_Assigned task_
There is one span to output from the data below: the lines starting at the line with "Spec: https://zcash.github.io/rpc/getmempoolinfo.html" and ending at the line with "- [x] Moves". Output it exactly, ends included, nothing more.

_Raw data_
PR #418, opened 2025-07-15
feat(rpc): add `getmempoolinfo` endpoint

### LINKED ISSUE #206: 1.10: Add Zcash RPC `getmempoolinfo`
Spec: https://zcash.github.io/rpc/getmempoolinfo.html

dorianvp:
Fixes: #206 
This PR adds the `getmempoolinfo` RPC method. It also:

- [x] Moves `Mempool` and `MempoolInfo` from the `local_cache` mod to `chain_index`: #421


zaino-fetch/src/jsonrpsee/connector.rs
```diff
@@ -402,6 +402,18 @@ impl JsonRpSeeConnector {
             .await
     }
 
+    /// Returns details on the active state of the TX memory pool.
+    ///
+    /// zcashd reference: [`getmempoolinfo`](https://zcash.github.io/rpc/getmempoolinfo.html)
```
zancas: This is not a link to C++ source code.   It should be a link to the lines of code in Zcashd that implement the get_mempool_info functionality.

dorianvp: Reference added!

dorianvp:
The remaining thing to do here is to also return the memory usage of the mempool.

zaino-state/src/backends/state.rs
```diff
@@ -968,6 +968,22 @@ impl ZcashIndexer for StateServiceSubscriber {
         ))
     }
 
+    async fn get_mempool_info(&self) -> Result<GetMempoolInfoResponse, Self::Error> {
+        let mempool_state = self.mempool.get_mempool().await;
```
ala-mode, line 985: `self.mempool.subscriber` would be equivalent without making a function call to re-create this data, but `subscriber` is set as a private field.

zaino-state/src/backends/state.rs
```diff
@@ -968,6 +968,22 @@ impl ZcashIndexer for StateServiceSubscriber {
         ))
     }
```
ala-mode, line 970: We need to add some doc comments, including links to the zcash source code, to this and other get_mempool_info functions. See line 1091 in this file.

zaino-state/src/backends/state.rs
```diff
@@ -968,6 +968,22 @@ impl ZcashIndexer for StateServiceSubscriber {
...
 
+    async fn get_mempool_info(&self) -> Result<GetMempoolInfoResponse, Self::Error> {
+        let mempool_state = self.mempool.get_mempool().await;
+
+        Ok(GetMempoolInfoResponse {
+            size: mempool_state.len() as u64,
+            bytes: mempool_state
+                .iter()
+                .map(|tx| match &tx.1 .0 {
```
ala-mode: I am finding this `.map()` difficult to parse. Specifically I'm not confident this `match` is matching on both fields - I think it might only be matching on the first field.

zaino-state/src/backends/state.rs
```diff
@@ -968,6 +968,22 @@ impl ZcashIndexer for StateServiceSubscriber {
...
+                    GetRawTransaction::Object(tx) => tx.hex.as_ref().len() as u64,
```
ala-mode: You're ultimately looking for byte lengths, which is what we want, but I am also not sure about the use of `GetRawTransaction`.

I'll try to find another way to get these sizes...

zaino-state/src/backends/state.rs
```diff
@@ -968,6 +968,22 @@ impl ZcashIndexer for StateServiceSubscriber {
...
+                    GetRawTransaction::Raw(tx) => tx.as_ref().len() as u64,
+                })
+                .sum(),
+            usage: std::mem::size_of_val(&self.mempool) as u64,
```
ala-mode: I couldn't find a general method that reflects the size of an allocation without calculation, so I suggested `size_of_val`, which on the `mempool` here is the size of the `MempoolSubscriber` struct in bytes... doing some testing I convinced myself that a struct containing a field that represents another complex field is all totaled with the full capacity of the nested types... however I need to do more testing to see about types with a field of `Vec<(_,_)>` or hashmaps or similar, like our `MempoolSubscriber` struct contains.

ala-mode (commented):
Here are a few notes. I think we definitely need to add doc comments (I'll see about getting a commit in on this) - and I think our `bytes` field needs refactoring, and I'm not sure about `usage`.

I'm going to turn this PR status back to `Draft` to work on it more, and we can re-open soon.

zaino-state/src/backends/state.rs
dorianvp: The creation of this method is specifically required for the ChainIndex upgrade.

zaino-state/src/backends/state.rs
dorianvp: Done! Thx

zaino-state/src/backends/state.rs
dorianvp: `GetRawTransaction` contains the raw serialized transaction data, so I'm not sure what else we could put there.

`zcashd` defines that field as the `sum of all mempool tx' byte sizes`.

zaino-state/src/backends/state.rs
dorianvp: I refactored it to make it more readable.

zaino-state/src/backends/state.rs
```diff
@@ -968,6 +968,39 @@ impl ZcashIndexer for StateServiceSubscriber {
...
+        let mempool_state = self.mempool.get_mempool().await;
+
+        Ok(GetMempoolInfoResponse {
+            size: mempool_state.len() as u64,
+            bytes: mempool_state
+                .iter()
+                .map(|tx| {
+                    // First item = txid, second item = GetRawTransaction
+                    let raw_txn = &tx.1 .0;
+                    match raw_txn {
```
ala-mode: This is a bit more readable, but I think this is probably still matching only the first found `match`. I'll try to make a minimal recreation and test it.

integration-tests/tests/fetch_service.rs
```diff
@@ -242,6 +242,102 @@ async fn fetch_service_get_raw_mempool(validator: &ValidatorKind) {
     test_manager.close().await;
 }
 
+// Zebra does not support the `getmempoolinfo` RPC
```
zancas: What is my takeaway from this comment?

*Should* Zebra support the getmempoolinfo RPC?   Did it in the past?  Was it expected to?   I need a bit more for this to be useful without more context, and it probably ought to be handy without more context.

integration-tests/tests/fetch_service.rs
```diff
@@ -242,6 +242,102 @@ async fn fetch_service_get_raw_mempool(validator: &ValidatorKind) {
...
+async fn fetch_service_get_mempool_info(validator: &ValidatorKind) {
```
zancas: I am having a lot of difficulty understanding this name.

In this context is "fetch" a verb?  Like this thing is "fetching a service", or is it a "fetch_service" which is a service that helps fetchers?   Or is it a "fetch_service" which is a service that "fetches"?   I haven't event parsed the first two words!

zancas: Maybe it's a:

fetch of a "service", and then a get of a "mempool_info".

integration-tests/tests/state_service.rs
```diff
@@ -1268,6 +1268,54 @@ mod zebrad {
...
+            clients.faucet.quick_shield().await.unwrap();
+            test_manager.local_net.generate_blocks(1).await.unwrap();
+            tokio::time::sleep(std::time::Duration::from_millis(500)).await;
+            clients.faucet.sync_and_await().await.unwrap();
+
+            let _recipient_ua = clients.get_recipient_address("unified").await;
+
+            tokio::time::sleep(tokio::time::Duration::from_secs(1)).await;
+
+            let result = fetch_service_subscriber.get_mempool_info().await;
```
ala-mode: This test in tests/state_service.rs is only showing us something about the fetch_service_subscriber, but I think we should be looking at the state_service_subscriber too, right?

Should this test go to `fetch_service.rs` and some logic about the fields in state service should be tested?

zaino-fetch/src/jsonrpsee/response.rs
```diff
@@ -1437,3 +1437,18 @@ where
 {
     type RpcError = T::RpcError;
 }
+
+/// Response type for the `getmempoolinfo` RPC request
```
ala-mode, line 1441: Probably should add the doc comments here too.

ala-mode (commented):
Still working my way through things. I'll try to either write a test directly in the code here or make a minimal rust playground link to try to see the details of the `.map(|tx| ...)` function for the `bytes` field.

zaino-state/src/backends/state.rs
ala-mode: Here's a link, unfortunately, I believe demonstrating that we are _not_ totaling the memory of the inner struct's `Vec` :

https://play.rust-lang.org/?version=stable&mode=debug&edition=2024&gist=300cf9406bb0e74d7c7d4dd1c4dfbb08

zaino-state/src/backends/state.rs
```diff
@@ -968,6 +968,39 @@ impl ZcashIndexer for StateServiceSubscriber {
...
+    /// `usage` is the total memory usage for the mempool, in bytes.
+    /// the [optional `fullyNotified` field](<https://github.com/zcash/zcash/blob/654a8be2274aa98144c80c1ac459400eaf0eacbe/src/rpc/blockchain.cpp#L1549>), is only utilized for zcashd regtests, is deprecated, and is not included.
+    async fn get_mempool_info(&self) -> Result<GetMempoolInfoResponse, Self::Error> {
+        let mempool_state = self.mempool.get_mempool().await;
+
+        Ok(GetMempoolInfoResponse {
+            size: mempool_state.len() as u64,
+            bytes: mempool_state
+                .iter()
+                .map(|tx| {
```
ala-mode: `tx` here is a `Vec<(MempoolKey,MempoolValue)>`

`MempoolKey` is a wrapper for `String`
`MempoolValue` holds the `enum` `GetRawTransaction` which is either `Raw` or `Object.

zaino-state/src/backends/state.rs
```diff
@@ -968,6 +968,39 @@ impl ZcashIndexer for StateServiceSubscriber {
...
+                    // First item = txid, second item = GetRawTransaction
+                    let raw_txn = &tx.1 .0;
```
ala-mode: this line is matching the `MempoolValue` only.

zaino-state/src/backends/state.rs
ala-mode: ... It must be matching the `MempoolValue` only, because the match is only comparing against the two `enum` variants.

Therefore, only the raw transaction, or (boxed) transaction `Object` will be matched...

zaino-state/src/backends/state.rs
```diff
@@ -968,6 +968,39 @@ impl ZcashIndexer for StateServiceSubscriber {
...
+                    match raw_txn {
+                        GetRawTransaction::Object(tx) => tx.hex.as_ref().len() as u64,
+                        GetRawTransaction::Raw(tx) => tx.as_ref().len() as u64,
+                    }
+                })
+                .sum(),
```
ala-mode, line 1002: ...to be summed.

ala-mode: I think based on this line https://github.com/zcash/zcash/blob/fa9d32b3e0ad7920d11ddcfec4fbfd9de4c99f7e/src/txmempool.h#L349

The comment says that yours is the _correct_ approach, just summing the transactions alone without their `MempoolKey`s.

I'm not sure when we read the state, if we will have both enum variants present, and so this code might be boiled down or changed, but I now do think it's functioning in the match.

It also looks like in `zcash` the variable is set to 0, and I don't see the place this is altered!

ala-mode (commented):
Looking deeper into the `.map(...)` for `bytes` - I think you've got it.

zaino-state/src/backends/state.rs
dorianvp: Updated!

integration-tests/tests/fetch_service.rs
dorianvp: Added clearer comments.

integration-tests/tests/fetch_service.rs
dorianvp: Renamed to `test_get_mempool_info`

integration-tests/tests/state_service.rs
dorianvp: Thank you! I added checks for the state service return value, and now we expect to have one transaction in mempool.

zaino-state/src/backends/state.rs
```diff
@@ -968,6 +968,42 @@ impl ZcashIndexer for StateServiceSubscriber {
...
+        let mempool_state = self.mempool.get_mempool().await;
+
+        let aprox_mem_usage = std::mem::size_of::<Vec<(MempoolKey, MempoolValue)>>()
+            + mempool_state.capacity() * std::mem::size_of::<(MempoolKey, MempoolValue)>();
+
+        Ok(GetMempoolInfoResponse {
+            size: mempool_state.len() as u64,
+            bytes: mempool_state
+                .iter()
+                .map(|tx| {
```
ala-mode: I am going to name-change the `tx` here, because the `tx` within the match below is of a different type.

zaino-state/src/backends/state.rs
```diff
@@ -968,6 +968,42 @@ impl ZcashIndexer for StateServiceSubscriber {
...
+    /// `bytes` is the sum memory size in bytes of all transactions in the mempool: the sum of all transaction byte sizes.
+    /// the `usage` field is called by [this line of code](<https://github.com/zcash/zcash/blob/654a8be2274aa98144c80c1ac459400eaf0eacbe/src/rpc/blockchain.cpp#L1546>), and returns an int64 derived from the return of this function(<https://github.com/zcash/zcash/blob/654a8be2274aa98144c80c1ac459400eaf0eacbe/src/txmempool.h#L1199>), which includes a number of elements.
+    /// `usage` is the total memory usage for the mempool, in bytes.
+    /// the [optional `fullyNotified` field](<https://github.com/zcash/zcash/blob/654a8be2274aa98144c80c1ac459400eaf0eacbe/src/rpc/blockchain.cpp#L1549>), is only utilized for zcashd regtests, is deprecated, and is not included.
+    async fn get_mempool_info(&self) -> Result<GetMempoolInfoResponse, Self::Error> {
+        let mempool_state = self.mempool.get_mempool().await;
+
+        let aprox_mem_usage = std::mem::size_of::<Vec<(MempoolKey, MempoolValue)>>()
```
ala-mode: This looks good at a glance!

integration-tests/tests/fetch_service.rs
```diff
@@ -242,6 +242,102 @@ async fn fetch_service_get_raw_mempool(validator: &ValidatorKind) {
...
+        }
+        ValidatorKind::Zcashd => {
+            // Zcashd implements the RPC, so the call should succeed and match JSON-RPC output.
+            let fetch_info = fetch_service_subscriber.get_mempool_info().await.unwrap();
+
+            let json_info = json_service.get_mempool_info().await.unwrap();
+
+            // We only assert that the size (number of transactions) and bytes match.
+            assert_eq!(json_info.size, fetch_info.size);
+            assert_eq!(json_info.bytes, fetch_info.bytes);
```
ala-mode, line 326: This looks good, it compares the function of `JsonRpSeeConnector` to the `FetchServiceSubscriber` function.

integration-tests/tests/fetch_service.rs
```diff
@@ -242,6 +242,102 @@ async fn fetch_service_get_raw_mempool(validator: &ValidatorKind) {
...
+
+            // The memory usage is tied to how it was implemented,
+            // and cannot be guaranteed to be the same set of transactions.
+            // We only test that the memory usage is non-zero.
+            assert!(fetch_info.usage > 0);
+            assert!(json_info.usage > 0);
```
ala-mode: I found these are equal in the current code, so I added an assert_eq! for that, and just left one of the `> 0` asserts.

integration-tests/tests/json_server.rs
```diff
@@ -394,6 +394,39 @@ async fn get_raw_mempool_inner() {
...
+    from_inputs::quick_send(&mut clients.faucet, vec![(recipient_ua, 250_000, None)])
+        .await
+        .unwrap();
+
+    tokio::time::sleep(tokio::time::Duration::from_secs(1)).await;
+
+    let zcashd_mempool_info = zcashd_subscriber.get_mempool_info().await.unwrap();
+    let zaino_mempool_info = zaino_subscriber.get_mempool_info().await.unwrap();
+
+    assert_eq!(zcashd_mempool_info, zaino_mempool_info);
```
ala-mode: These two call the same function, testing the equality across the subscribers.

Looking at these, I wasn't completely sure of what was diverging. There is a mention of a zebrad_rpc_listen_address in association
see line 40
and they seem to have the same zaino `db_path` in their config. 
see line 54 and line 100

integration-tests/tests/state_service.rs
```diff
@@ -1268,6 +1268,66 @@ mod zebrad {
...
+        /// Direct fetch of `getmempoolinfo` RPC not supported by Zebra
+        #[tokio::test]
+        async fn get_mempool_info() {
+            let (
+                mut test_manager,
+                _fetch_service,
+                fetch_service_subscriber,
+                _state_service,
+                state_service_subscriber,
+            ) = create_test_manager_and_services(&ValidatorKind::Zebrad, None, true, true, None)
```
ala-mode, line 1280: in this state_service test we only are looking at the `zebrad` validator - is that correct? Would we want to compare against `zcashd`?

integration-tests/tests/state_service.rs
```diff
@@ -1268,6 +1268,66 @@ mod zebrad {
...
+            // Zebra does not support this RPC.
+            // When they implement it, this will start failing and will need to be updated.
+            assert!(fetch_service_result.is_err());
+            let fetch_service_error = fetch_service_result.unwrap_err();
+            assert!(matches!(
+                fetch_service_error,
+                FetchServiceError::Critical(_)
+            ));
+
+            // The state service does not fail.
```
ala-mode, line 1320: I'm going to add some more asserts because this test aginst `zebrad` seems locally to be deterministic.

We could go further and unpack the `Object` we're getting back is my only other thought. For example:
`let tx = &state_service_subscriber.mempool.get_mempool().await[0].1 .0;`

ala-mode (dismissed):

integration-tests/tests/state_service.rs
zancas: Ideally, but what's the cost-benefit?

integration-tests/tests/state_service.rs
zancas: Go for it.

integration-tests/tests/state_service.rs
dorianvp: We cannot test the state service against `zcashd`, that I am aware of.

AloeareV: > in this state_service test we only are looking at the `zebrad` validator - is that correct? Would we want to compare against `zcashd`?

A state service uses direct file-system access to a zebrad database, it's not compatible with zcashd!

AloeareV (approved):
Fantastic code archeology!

...

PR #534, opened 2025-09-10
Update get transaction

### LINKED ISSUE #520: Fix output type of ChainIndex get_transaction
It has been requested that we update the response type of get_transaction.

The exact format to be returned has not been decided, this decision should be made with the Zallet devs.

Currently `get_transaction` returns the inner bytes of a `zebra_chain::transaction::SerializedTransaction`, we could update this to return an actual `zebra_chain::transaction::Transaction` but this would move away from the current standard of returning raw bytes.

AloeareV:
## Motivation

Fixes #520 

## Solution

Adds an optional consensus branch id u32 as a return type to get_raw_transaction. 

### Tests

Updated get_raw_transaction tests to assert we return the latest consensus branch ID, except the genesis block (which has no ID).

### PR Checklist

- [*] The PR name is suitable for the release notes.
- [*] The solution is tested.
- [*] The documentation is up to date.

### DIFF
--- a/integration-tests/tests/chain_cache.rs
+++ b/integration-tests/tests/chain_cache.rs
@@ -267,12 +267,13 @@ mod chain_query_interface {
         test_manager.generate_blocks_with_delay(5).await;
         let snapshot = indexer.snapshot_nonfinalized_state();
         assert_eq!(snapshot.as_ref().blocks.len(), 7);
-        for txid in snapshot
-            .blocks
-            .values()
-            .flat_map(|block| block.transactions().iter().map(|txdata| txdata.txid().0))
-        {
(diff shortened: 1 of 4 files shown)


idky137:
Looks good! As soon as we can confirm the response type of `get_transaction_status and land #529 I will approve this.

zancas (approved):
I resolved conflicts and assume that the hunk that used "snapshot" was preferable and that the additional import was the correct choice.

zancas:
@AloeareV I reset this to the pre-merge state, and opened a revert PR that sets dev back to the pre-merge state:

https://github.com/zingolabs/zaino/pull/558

==

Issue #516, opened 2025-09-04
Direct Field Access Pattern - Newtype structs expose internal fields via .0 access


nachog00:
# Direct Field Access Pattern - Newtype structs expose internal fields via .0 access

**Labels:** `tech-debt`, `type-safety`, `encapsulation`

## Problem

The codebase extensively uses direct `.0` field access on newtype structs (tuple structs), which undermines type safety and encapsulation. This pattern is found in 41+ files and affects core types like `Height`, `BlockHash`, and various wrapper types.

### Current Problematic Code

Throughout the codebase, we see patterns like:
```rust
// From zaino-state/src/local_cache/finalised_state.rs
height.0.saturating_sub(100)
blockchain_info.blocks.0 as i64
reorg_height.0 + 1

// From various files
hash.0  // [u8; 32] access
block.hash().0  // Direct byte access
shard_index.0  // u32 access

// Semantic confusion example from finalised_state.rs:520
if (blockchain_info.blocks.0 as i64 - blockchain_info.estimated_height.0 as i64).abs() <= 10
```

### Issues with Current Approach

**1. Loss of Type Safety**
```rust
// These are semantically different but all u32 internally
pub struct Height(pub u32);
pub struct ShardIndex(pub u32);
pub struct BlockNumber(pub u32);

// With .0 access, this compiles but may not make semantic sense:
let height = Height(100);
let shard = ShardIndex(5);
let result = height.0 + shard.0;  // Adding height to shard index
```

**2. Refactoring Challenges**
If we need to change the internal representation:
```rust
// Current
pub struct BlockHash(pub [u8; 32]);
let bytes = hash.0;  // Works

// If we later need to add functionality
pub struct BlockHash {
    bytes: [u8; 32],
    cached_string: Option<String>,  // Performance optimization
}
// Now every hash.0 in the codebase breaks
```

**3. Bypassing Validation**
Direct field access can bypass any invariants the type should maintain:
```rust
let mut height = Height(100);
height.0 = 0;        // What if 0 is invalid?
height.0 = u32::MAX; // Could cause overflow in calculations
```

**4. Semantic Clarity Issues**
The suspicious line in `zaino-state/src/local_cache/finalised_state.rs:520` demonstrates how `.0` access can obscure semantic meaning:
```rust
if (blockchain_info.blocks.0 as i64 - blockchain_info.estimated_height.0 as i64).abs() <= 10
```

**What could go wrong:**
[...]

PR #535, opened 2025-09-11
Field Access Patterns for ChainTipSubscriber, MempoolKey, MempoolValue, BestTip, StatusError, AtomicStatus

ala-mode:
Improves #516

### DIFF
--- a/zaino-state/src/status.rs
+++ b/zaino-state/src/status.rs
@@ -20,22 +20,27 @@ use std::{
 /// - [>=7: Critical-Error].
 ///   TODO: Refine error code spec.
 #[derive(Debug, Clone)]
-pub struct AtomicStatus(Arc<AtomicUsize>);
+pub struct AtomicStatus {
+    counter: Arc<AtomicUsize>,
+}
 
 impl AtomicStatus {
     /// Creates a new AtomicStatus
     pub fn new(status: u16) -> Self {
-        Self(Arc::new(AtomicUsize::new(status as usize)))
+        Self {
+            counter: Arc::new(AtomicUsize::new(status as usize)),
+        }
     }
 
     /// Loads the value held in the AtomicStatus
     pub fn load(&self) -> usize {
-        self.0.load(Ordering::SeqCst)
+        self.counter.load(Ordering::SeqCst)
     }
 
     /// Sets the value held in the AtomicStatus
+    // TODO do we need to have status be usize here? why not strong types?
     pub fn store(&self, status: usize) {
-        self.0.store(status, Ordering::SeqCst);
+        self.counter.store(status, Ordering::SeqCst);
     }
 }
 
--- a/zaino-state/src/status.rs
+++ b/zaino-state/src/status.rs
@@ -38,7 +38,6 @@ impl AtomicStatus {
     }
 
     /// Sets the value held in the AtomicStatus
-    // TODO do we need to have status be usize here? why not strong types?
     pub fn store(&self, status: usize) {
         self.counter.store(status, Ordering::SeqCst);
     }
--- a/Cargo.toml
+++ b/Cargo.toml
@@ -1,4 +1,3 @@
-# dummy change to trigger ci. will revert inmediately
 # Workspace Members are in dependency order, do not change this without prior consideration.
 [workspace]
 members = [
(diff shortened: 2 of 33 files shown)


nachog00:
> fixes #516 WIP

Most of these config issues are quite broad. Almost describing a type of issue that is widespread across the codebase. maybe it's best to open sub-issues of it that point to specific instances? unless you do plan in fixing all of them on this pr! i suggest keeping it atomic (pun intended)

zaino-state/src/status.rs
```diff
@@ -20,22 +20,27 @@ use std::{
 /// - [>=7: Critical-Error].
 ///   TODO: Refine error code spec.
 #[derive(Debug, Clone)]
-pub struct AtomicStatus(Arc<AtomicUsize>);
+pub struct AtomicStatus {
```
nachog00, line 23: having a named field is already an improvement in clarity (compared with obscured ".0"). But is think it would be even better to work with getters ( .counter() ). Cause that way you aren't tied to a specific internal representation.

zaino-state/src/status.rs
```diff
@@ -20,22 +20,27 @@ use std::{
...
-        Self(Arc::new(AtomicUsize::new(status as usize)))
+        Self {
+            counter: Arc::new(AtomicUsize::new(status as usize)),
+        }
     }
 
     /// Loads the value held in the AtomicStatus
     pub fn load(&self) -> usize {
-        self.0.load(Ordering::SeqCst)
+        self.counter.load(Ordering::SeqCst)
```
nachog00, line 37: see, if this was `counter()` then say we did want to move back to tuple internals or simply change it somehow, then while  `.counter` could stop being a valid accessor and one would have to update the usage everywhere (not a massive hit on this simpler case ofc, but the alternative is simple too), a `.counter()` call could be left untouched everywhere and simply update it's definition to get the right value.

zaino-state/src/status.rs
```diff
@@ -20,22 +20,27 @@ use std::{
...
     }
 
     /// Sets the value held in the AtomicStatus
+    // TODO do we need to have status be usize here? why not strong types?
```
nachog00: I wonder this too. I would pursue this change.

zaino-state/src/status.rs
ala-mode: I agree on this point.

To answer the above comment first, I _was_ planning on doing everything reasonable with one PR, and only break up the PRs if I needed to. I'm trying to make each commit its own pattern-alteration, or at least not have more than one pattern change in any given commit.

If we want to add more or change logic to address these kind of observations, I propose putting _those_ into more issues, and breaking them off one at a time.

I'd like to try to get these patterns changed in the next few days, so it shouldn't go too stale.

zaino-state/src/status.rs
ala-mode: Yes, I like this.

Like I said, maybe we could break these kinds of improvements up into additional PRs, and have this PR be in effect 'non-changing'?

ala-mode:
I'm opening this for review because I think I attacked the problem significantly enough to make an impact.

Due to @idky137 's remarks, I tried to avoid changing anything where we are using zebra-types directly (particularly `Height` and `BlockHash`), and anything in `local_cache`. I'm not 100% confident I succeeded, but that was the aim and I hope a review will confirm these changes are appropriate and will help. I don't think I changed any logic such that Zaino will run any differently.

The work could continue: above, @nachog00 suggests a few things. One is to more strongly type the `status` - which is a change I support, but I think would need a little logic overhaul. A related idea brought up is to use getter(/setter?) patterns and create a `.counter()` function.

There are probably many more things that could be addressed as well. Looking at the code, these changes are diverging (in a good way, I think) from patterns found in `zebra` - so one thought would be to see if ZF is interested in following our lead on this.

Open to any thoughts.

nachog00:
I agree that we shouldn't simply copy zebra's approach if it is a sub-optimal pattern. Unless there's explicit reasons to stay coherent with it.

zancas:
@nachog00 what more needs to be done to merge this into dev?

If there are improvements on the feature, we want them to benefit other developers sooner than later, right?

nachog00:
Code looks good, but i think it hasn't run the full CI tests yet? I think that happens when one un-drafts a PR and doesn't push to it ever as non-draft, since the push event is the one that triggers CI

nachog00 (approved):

_Exercise answer_
Spec: https://zcash.github.io/rpc/getmempoolinfo.html

dorianvp:
Fixes: #206 
This PR adds the `getmempoolinfo` RPC method. It also:

- [x] Moves `Mempool` and `MempoolInfo` from the `local_cache` mod to `chain_index`: #421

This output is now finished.